Будто и не было вчерашнего вечера, будто и не было объятий и вновь крепнущей связи. И тихого признания: «Без тебя не просто одиноко, пусто».
Павел меряет комнату шагами: от одной стены до другой, от ёлки в уголке, до балконной двери и стола и так вновь и вновь.
День прошёл в приготовлении к пресловутому свиданию. У Павла Лина спросила только про платье и больше к нему не обращалась. Будто забыла о его существовании.
Перед глазами Павла до сих пор стоит её лицо: отстранённое, равнодушное, будто налепленная кем-то маска. И этот пульсирующий нитяной браслет, что обвивает запястье… Будто поводок.
«Поводок!» — вспыхнувшая в голове мысль заставляет Павла замереть на месте.
Он так и не посмотрел их проблему в книгах, но сейчас даже и не думает об этом, всё равно даже не понятно в какой из них искать нужное. Да и есть ли там… это самое нужное. А Лина ушла ко Льву и…
«Ты просто ревнуешь».
Павел мотает головой, отгоняя от себя мысли и пытаясь сосредоточиться. Только холодок внутри становится всё сильнее.
— Ты не должен, — бормочет вслух Павел, не боясь быть услышанным, и косится сначала на ведущий в коридор проём, а затем на ящик, где скрывается амулет.
— Ты не сможешь, — поправляет он себя, но всё-таки открывает верхний ящик, где среди ручек и нескольких блокнотов лежит то, что ему нужно.

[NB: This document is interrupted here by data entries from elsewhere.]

PR #647, opened 2026-06-17
Add flexible, framework-invoked authorization logic

### LINKED ISSUE #116: [Feature]: Add pluggable authorization for endpoints
### Problem Statement

Handling authentication is one crucial part for a web framework.
An easy-to-implement mechanism to add authorization for endpoints is an equivalently important feature for many developers. 

Rapina should provide a built-in way to handle authorization for endpoints in a extendable/pluggable fashion.

### Proposed Solution

As a start, Rapina could consider role based access control for Json Web Tokens (JWT) as a demonstrator of this feature because authentication with JWTs is already supported. 

For example: a JWT can contain a certain claim that contains the roles for the associated user. As the JWT is already verified for its authencity (to be issued by a trusted Authorization server), Rapina can inspect the JWT and authorize based on the claim and its value.
In case the claim does not contain expected values, Rapina should intercept the request and return a `403 FORBIDDEN` response

### Alternatives Considered

_No response_

Security (guardrails, validation)

### Contribution

juv:
## Summary

Adds a new `#[authorize]` macro that adds flexible authorization for any endpoint handler.
See /examples/jwt-validation for a full example.

## Related Issues

Closes #116

## Checklist

- [ ] `cargo fmt` passes
- [ ] Tests pass


rapina/examples/jwt-validation/src/main.rs
```diff
@@ -1,15 +1,45 @@
...
 #[get("/email")]
-async fn get_email(token: JsonWebToken<GoogleClaims>) -> Json<String> {
+#[authorize(authz::authorize(JsonWebToken))]
+async fn get_email(token: JsonWebToken<GoogleClaims>, _unused: Headers) -> Result<Json<String>> {
     tracing::info!(sub = %token.sub, "authenticated request");
-    Json(token.claims.email)
+    Ok(Json(token.claims.email))
+}
+
+// Example handler that takes two parameters and is authorized by an authorization handler within another module
```
juv:
```suggestion
// Example handler that takes two parameters and is authorized by an authorization handler within the same module
```

rapina-macros/src/lib.rs
```diff
@@ -69,6 +74,187 @@ fn join_paths(prefix: &str, path: &str) -> String {
...
+        return syn::Error::new(
+            attr.span(),
+            "#[authorize] contradicts #[public]. A public handler must not include authorization.",
+        )
+        .to_compile_error()
+        .into();
+    }
+
+    item
+}
```
arferreira, line 349: Question on how the two attributes compose, since I want to be sure I'm reading the expansion right. Attribute macros expand top-down and each one consumes its own attribute, so with the documented order

```rust
#[get("/email")]
#[authorize(authz::authorize(JsonWebToken))]
```
so `#[get]` expands first and strips `#[authorize]` itself. Does this `authorize` proc macro ever actually run in that case? And if it doesn't, what's enforcing the `#[public]` conflict for the order users will actually write, can `#[get] #[public] #[authorize(...)]` compile into a route that's both public and authorized?

arferreira: Now the other way around:

```rust
#[authorize(authz::authorize(JsonWebToken))]
#[get("/email")]
```
Here `authorize` expands first and returns item without its own attribute, so by the time `#[get]` runs there's nothing left to find. Is the route still protected? I don't think it is, and that's the part that worries me. For an auth feature, getting the attribute order wrong shouldn't silently drop the check, it should fail to compile. Could we move all of this into `route_macro_core` (it already extracts the attr), put the `#[public]` conflict check there so it actually runs, and make a bare `#[authorize]` a hard error?

rapina-macros/src/lib.rs
```diff
@@ -69,6 +74,187 @@ fn join_paths(prefix: &str, path: &str) -> String {
...
+        Ok(Self { auth_fn, deps })
+    }
+}
+
+/// TODO add docs
+fn authorize_needs_parts(func: &ItemFn, contains_authorize: &Option<Attribute>) -> bool {
+    if let Some(attr) = &contains_authorize {
+        let auth_args = attr
+            .parse_args::<AuthorizeArgs>()
+            .expect("#[authorize] args must be parseable");
```
arferreira: Is there a reason we `expect()` here instead of surfacing a `syn::Error`? When the attribute args don't parse this panics, and a proc-macro panic renders as `proc macro panicked` with the message buried under it..

rapina-macros/src/lib.rs
```diff
@@ -69,6 +74,187 @@ fn join_paths(prefix: &str, path: &str) -> String {
...
+        let mut found = None;
+
+        for input in inputs {
+            let FnArg::Typed(PatType { pat, ty, .. }) = input else {
+                continue;
+            };
+
+            if normalize_type(ty) == dep_norm {
+                let ident = extract_ident(pat)?;
+                found = Some(quote!(&#ident));
```
arferreira: We hand the dependency to the auth fn two different ways depending on the branch: when a handler param matches, here and when we extract a fresh one, `#tmp` by value. The auth fn has a single signature for that parameter though, so which one is it meant to be?

rapina-macros/src/lib.rs
```diff
@@ -69,6 +74,187 @@ fn join_paths(prefix: &str, path: &str) -> String {
...
+        Pat::Ident(PatIdent { ident, .. }) => Ok(ident.clone()),
+        _ => Err(Error::new(
+            pat.span(),
+            "#[authorize] only supports simple identifier parameters, e.g. `state: State<AppConfig>`, `token: JsonWebToken<T>`",
+        )),
+    }
+}
+
+fn normalize_type(ty: &Type) -> String {
+    ty.to_token_stream().to_string().replace(' ', "")
```
arferreira, line 297: is this comparison really pulling its weight?

rapina-macros/src/lib.rs
```diff
@@ -336,11 +515,52 @@ fn route_macro_core(
...
     };
 
+    // compute whether the authorization handler requires extra request parts
+    let authorize_needs_parts = authorize_needs_parts(&func, &contains_authorize);
+    // build authorization prelude in case #[authorize] macro is present
+    let authorize_prelude: proc_macro2::TokenStream = if let Some(attr) = contains_authorize {
+        println!("authorize attr tokens: {}", attr.to_token_stream()); //TODO remove
+        let args = attr
+            .parse_args::<AuthorizeArgs>()
+            .expect("#[authorize] args must be parseable");
```
arferreira: Why this gets parsed twice? We could parse once and thread it through, minor though.

rapina-macros/src/lib.rs
```diff
@@ -69,6 +74,187 @@ fn join_paths(prefix: &str, path: &str) -> String {
...
+        }
+
+        let deps = if input.peek(syn::token::Paren) {
+            let content;
+            parenthesized!(content in input);
+            let parsed: Punctuated<Type, Token![,]> =
+                content.parse_terminated(Type::parse, Token![,])?;
+            parsed.into_iter().collect()
+        } else {
+            input.parse::<Token![,]>()?;
```
arferreira: Is the comma form deliberate, or a leftover?

rapina-macros/src/lib.rs
```diff
@@ -412,6 +636,10 @@ fn route_macro_core(
             quote! {
                 let (__rapina_parts, _) = __rapina_req.into_parts();
                 #(#header_extractions)*
+
+                //call authorization handler
```
arferreira: Just a nit, these comments skip the space. fmt won't catch it.

rapina/examples/jwt-validation/src/main.rs
```diff
@@ -60,6 +90,7 @@ async fn main() -> std::io::Result<()> {
     Rapina::new()
         .state(jwks_client)
         .state(jwks_validation)
+        .discover()
         .router(router)
```
arferreira:
```suggestion
```

arferreira (commented):
Nice work @juv! A few things need sorting before it can land.

juv:
Hi, thank you! Hope I will find the time on this Sunday to work on the changes :)

rapina-macros/src/lib.rs
juv: You are right, let's standardize on `&T`

rapina-macros/src/lib.rs
juv: Nope, just an oversight. Fixed

rapina-macros/src/lib.rs
juv: I agree, good points. I have added that suggestion.
But the same problem still persists with the `#[public]` macro:

Right now, the code allows that `#[public]` is sitting above and below the main route macro. Our documentation and code examples have multiple occasions where the `#[public]` macro is on top of the main macro: https://userapina.com/docs/core-concepts/authentication/ 

To make that happen, the code currently does a stretch:

1. Sets a `PublicMarker` if the macro is above the main route macro: https://github.com/rapina-rs/rapina/blob/main/rapina-macros/src/lib.rs#L165-L178
2. adds `is_public` to the `RouteDescriptor` if the macro is below main route macro: https://github.com/rapina-rs/rapina/blob/main/rapina-macros/src/lib.rs#L546 
3. Has logic in the `app.rs` to collect both: https://github.com/rapina-rs/rapina/blob/main/rapina/src/app.rs#L944-L964

To cover the cases where `#[public]` is sitting on top of the main route macro, we can no longer detect that `#[authorize]` and `#[public]` are present within `route_core_macro`. At the time the code reaches the `route_core_macro`, public was already handled and removed:

```
#[public]
#[get("/email")]
#[authorize(authz::authorize(JsonWebToken))]
```

Obviously this is a breaking change for existing code where #[public] sits on the top. But I think it's necessary in this case and it will also make the code easier and more consistent for the future.

rapina-macros/src/lib.rs
juv: Can you elaborate a bit? I added this because `syn::Type` rendered via `to_token_stream().to_string()` often inserts spaces, for example `JsonWebToken < GoogleClaims >`. The user likely writes `JsonWebToken<GoogleClaims>` instead, or some combination with spaces too. Removing spaces makes those spellings compare equal

juv: I've added a comment to the function that explains this too

rapina-macros/src/lib.rs
juv: Good catch, it was a leftover indeed

rapina-macros/src/lib.rs
```diff
@@ -69,6 +74,271 @@ fn join_paths(prefix: &str, path: &str) -> String {
...
+/// `syn::Type` stringification renders generics with spaces (e.g. `JsonWebToken < GoogleClaims >`),
+/// so this makes `JsonWebToken<GoogleClaims>` compare equal textually.
+///
+/// This is syntactic normalization only, not semantic type equality.
+fn normalize_type(ty: &Type) -> String {
+    ty.to_token_stream().to_string().replace(' ', "")
+}
+
+/// TODO add docs (in docs/ folder too)
+/// TODO add tests
```
juv: todo. 
Waiting here because the open PR comments might require substantial implementation changes still

rapina-macros/src/lib.rs
arferreira: Thanks, this is a big step up. Standalone `#[authorize]` as a hard error, plus the conflict check in `route_macro_core`, closes the ordering problem I was worried about. Putting it below the route macro I think is the right constraint.

On `#[public]` on top: I don't think we need the breaking change to catch this. The reason `route_macro_core` can't see it is the same thing that gives us another spot that can.  When `#[public]` sits on top it expands first and receives the whole item with `#[get]` and `#[authorize]` still attached below it, which is why the `PublicMarker` path exists in the first place. So the `#[public]` macro itself can see the `#[authorize]` underneath it and reject the pairing right there. You've already got `extract_authorize_attr` to reuse.

That gives us both sides: `route_macro_core` catches `#[public]` below, the `#[public]` macro catches `#[public]` on top, and standalone `#[authorize]` is already an error. Every ordering ends up a compile error, and `#[public]` on top keeps working for the normal case. No break, no runtime check. Does that cover what you were worried about? If there's an ordering where neither spot sees it, point me at it.

Separately, you're right that the two path `#[public]` is a stretch, and collapsing it to below only would be cleaner long term, especially as more attributes start composing with routes. I'd just rather not fold that into this PR. It's a breaking change to a documented pattern, so it deserves its own PR with a migration note as a follow-up, decided on its own terms rather than as a side effect of adding `#[authorize]`. 
Happy to help spec it out after this lands if you want to pick it up.

rapina-macros/src/lib.rs
arferreira: Nah that makes sense, and you're right! One thing worth adding to the rustdoc you added, what happens on a miss, I mean, if the spelling doesn't line up, I think it's good to say out loud.

arferreira (commented):
Hey this is looking really good! I left some comments, no rush, it's still a draft. Just flip it to ready when these land and I'll do a full pass.

rapina-macros/src/lib.rs
```diff
@@ -69,6 +74,271 @@ fn join_paths(prefix: &str, path: &str) -> String {
...
+    }
+}
+
+/// Normalizes a type into a whitespace-insensitive token string.
+///
+/// `syn::Type` stringification renders generics with spaces (e.g. `JsonWebToken < GoogleClaims >`),
+/// so this makes `JsonWebToken<GoogleClaims>` compare equal textually.
+///
+/// This is syntactic normalization only, not semantic type equality.
+fn normalize_type(ty: &Type) -> String {
```
juv, line 296: Type reuse relies on token-string equality, so aliases and differently qualified paths such as `JsonWebToken<Claims>` and `rapina::jwt::JsonWebToken<Claims>` miss and cause a second extraction

juv:
> Hey this is looking really good! I left some comments, no rush, it's still a draft. Just flip it to ready when these land and I'll do a full pass.

Hi, I think this is in an acceptable state for a review now :)

rapina-macros/src/lib.rs
```diff
@@ -2312,4 +2736,91 @@ mod tests {
...
+        assert_eq!(
+            args.auth_fn
+                .segments
+                .iter()
+                .map(|segment| segment.ident.to_string())
+                .collect::<Vec<_>>(),
+            ["authz", "authorize"]
+        );
+        assert!(args.deps.is_empty());
+    }
```
arferreira, line 2756: Could we get a unit test for the `#[public]` conflict? I guess one call to `route_macro_core` asserting the message. Same for that non identifier pattern error the docs promise.

rapina-macros/src/lib.rs
```diff
@@ -487,8 +879,16 @@ fn route_macro_core(
...
                 let (__rapina_parts, __rapina_body) = __rapina_req.into_parts();
+
+                // Extract authorization dependencies while request parts remain available
+                #authorization_extracts
+
                 #(#parts_extractions)*
                 #last_extraction
+
+                // Reused handler parameters are now bound, authorization handler can be called
+                #authorization_call
```
arferreira, line 890: Since body extractors can't be authorize deps anyway, could the call move up right after `#(#parts_extractions)*` when no dep reuses the body binding? Actually,  what does a denying policy plus malformed JSON return today? I didn't see a test for that one.

rapina/examples/jwt-validation/src/main.rs
```diff
@@ -1,15 +1,37 @@
...
+async fn pong() -> Result<Json<String>> {
+    tracing::info!("this is called within the handler body");
+    Ok(Json("success".to_string()))
+}
+
+// Example handler that takes two parameters and is authorized by an authorization handler within another module
 #[get("/email")]
-async fn get_email(token: JsonWebToken<GoogleClaims>) -> Json<String> {
+#[authorize(authz::authorize(JsonWebToken))]
+async fn get_email(token: JsonWebToken<GoogleClaims>, _unused: Headers) -> Result<Json<String>> {
```
arferreira, line 32: Is `_unused: Headers` doing anything here?

rapina/examples/jwt-validation/src/main.rs
```diff
@@ -1,15 +1,37 @@
...
+}
+
+// Example handler that takes no parameter and is authorized by an authorization handler within another module
+#[get("/example")]
+#[authorize(authorization_handler(JsonWebToken<GoogleClaims>))]
+async fn pong() -> Result<Json<String>> {
+    tracing::info!("this is called within the handler body");
+    Ok(Json("success".to_string()))
+}
+
```
arferreira, line 28: Is `pong` unused?

rapina-macros/src/lib.rs
```diff
@@ -69,6 +74,288 @@ fn join_paths(prefix: &str, path: &str) -> String {
...
+        .into()
+}
+
+/// Extract #[authorize] attribute from function attributes, removing it if found.
+fn extract_authorize_attr(attrs: &mut Vec<syn::Attribute>) -> Option<Attribute> {
+    attrs
+        .iter()
+        .position(|attr| attr.path().is_ident("authorize"))
+        .map(|idx| attrs.remove(idx))
+}
```
arferreira, line 357: What happens with two `#[authorize]` attrs? Looks like the second survives into the emitted fn and expands standalone, so the error says "must be used with a route macro" on a function that has one. Worth a "duplicate #[authorize]" error spanned to the second?

arferreira (changes requested):
Yo @juv this came out solid! Thanks, nits and questions batched.

rapina/examples/jwt-validation/src/main.rs
juv: `pong` is there to show case that the `authorize` macro dependencies and the actual function dependencies does not need to match. here the authorization handler got one dependency while `pong` does not. also, `pong` uses the authorization handler _within_ the same module while `get_email` uses the other examplary authorization handler in another module.  that's all.

Should i clarify it more in the comments? `// Example handler that takes no parameter and is authorized by an authorization handler within another module` and `// Example handler that takes two parameters and is authorized by an authorization handler within another module`? 

we can remove it if you think it's not worth to keep.

rapina/examples/jwt-validation/src/main.rs
juv: no, i added it while testing macro dependency expansion

rapina/examples/jwt-validation/src/main.rs
juv: I've changed the comments a bit. Hope this helps

rapina-macros/src/lib.rs
juv: in the current implementation, body extractors can only be used as an `authorize` dependency in case they are also present in the handler function:

```
#[get("/example")]
#[authorize(authorization_handler(Json<Whatever>))]
async fn pong(x: Json<Whatever>) -> Result<Json<String>> {
...
}
```

However, a authorization-only dependency like the following does not compile. it fails with `the trait bound rapina::extract::Json<JsonWebToken<GoogleClaims>>: FromRequestParts is not satisfied`:
```
#[get("/example")]
#[authorize(authorization_handler(Json<Whatever>))]
async fn pong() -> Result<Json<String>> {
    tracing::info!("this is called within the handler body");
    Ok(Json("success".to_string()))
}
```


--------


Consider this example:

```
async fn authorize_with_body_dependency_reuse(claims: &Json<GoogleClaims>) -> Result<()> {
    tracing::info!(email = %claims.email, "authorizing request before it hits the handler");
    if "this-compares-content-of-the-body" == claims.email.as_str() {
        return Ok(());
    }
    Err(Error::forbidden("Missing permissions"))
}

#[get("/with-body")]
#[authorize(authorize_with_body_dependency_reuse(Json<GoogleClaims>))]
async fn handler_with_body(body: Json<GoogleClaims>) -> Result<Json<String>> {
    tracing::info!("this is called within the handler body");
    Ok(Json("success".to_string()))
}
```

Empty body, or malformed json body will lead to `400 Bad Request`: 
```
{
    "error": {
        "code": "BAD_REQUEST",
        "message": "Invalid JSON in request body: expected value at line 1 column 1"
    },
    "trace_id": "cf1a9002-7e2a-43a1-af0c-00a30e88867c"
}
```

Input body `{"email": "x"}` (which leads to a `false` in the comparison of `authorize_with_body_dependency_reuse`) will lead to `403 Forbidden`: 
```
{
    "error": {
        "code": "FORBIDDEN",
        "message": "Missing permissions"
    },
    "trace_id": "55327e68-b703-41c5-89f0-d0821e654c88"
} 
```

Input body `{"email": "this-compares-content-of-the-body"}` (which leads to a `true` in the comparison of `authorize_with_body_dependency_reuse`) will lead to `200 Ok` with logs:
```
2026-08-16T18:43:57.584890Z  INFO jwt_validation: authorizing request before it hits the handler email=this-compares-content-of-the-body
2026-08-16T18:43:57.584998Z  INFO jwt_validation: this is called within the handler body
```

juv: I just saw that this is not described properly in the documentation file, I missed that reusing the in the section `Body Extractors`, sorry. I can add test cases too. 

But first let's decide if we want to keep this possibility. Or whether we want to get rid of all body-"consuming" authorization dependencies entirely - no matter if they are present on the handler or not.

juv:
Hi @arferreira, thank you! I have addressed most of your comments. Two of them need feedback once more.

After rebasing with `main`, the Github actions started failing:
`Clippy` had some findings unrelated to the main pr, regarding the usage of `is_multiple_of()` instead of modulo operator `x % y == 0`. I've added those changes too.

And regarding CI step [Publish Dry Run](https://github.com/rapina-rs/rapina/actions/runs/31967537023/job/95214886553), I am not so sure honestly. Looks like it's trying to look up the rapina macro in version `0.13.1` from `crates.io` but that version obviously does not include the `authorize` export...? It was added recently as part of this [PR](https://github.com/rapina-rs/rapina/pull/757/changes#diff-b803fcb7f17ed9235f1e5cb1fcd2f5d3b2838429d4368ae4c57ce4436577f03fR191).

rapina-macros/src/lib.rs
arferreira: Let's forbid them. The docs already say so: under "Body Extractors" you list `Json<T>`, `Form<T>` and the `Validated` wrappers as not valid authorization only dependencies. The reuse path accepts them anyway whenever the handler declares the same extractor, so the code and the docs disagree and I guess the docs picked the better side.

rapina/examples/jwt-validation/src/main.rs
arferreira: Reads fine now, thanks.

arferreira:
Hey @juv, I think the MSRV bump caused them rather than the other way around. `manual_is_multiple_of` is MSRV-gated and wants `1.87`, and main is green today with the plain `%`. Try reverting the three rust version lines first and see whether those findings go away on their own. 
If they do, put the `%` back in `cache`, `rate_limit` and `seed`, since this PR doesn't otherwise touch those files.

Also, `cargo publish --workspace` does co publish siblings, but `rapina-macros 0.13.1` is already on crates.io, so verification resolves the registry copy and it has no authorize. Nothing for you to do, it goes green after the next release. I'll sort the check out separately.

juv:
> Hey @juv, I think the MSRV bump caused them rather than the other way around. `manual_is_multiple_of` is MSRV-gated and wants `1.87`, and main is green today with the plain `%`. Try reverting the three rust version lines first and see whether those findings go away on their own. If they do, put the `%` back in `cache`, `rate_limit` and `seed`, since this PR doesn't otherwise touch those files.
> 
> Also, `cargo publish --workspace` does co publish siblings, but `rapina-macros 0.13.1` is already on crates.io, so verification resolves the registry copy and it has no authorize. Nothing for you to do, it goes green after the next release. I'll sort the check out separately.

Hi @arferreira, you are right. It's due to the switch to MSRV `1.87`. I guess we can keep these changes then to keep clippy happy :)

rapina-macros/src/lib.rs
juv: Alright. It's now enforced and throws a compile error like this:

```
error[E0277]: the trait bound `rapina::extract::Json<GoogleClaims>: FromRequestParts` is not satisfied
  --> src\main.rs:23:35
   |
23 | #[authorize(authorization_handler(Json<GoogleClaims>))]
   |                                   ^^^^^^^^^^^^^^^^^^ the trait `FromRequestParts` is not implemented for `rapina::extract::Json<GoogleClaims>`
   |
   = help: the following other types implement trait `FromRequestParts`:
             Cookie<T>
             CurrentUser
             Headers
             JsonWebToken<T>
             State<T>
             rapina::extract::Context
             rapina::extract::Path<T>
             rapina::extract::Query<T>
```

rapina-macros/src/lib.rs
```diff
@@ -165,44 +489,77 @@ pub fn delete(attr: TokenStream, item: TokenStream) -> TokenStream {
...
+
+        for attr in &authorize_attrs[1..] {
+            error.combine(Error::new_spanned(attr, message));
+        }
+
+        return error.into_compile_error();
+    }
+
+    // Fail in case multiple #[authorize] macros are present until more than one #[authorize] macro is supported
+    // TODO remove entirely when adding support for multiple #[authorize] macros
```
juv: let's cover this in a seperate issue

juv: i've created this issue for it https://github.com/rapina-rs/rapina/issues/771

rapina-macros/src/lib.rs
```diff
@@ -71,6 +76,325 @@ mod config;
...
+    let mut extracts = Vec::new();
+    let mut arguments = Vec::with_capacity(auth.deps.len());
+    let mut needs_request_parts = false;
+
+    for (index, dependency_type) in auth.deps.iter().enumerate() {
+        let normalized_dependency = normalize_type(dependency_type);
+
+        // Prefer an existing handler parameter over extracting the same syntactically
+        // matching dependency a second time.
+        let matching_handler_parameter = inputs.iter().find_map(|input| {
```
juv: Now that I see this once more, I think, if a handler has multiple parameters with the same type, this "silently" selects the first. I think `Header<T>` is the extractor that is primarily affected here. What do you think? Should we just keep the current code? Or reject those ambiguous parameters? We can also follow up with an issue to support ambiguous parameters somehow.

juv:
Hi @arferreira , I moved my code changes to the new macro folder structure.

Two comments to be reviewed besides of the code: 
https://github.com/rapina-rs/rapina/pull/647#discussion_r3816668741 
https://github.com/rapina-rs/rapina/pull/647#discussion_r3815964074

Костяной кругляшок на шнурке больно жалит пальцы, когда Павел пытается коснуться его. Ведь только с помощью амулета есть надежда выйти за порог.
Новое прикосновение к амулету оканчивается ещё одной вспышкой боли и Павел снова отдёргивает руку. На коже, словно крапивница, растекаются красные точки.
Прикрыв глаза и сжав пострадавшую руку в кулак, Павел обращается внутрь себя и, глядя на то, как прямо на глазах бледнеет их с Линой связь, решается.
Шнурок причиняет не такую боль, как сам амулет, будто по нему приходят лишь отголоски не желающей подчиняться ему силы.
— Прости, но мне нужно выйти, хоть ты и считаешь, что мой удел это эти стены. Я хочу убедиться, что с Линой всё в порядке, что ей ничего не угрожает. Но для этого мне нужно выйти за порог. Ты понимаешь, кусок ты кости этакий?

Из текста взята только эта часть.